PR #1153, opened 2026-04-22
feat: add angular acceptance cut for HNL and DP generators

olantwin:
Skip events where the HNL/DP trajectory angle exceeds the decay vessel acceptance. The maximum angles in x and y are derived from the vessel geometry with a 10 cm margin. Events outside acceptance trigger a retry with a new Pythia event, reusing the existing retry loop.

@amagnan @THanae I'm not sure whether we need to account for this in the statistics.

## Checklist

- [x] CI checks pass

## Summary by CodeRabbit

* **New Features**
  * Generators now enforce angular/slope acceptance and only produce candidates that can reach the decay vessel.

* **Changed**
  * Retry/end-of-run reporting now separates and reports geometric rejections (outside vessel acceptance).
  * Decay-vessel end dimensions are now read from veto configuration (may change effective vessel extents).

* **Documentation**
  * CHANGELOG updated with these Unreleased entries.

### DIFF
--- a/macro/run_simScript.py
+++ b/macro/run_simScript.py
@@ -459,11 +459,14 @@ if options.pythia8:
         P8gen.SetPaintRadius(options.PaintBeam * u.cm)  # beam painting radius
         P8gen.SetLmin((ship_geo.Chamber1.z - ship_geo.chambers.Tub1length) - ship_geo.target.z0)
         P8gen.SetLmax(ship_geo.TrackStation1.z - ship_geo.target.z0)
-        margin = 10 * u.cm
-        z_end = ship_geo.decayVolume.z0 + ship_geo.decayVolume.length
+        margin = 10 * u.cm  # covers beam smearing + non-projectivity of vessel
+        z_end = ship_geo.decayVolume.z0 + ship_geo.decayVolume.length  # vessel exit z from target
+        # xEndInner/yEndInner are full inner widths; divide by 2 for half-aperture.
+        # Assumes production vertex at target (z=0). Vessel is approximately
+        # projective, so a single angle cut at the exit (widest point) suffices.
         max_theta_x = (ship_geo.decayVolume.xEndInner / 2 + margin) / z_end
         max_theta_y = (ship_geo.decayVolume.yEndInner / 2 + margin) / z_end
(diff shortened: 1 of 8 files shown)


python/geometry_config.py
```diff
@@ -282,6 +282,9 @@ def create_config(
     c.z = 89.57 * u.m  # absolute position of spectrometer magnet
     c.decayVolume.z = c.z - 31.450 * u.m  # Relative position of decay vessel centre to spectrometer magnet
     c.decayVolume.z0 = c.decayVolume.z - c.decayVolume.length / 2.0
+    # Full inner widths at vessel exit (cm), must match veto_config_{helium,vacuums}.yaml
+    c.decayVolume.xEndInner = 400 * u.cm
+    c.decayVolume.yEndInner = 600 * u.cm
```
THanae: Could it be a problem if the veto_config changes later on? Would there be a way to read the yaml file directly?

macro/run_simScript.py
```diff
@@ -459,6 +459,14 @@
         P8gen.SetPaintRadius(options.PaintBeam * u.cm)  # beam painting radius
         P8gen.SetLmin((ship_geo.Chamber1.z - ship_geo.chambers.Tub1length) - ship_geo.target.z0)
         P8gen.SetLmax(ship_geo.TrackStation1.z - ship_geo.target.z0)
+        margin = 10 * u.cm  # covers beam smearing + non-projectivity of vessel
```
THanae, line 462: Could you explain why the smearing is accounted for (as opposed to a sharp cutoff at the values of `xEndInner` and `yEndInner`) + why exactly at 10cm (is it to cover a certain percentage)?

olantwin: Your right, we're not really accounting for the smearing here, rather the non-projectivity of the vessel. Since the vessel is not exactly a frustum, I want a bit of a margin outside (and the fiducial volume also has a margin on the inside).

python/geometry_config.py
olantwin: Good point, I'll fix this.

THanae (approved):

==

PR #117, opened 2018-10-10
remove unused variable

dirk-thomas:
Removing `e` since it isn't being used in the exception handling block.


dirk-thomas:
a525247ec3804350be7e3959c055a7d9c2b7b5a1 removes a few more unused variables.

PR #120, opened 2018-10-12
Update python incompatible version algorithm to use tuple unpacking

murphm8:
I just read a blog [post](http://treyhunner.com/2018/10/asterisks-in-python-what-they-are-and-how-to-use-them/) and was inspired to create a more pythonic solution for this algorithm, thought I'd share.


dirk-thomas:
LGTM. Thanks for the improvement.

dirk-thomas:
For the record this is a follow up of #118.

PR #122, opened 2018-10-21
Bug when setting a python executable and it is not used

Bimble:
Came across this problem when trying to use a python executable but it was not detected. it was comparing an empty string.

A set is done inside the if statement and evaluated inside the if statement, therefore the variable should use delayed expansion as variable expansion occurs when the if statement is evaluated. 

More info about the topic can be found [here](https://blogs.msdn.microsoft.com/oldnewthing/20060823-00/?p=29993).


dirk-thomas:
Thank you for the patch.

_What is being asked_
Where does "when" appear in the records above? Copy each line that holds it.

_Written reply_
Bug when setting a python executable and it is not used
Came across this problem when trying to use a python executable but it was not detected. it was comparing an empty string.
A set is done inside the if statement and evaluated inside the if statement, therefore the variable should use delayed expansion as variable expansion occurs when the if statement is evaluated. 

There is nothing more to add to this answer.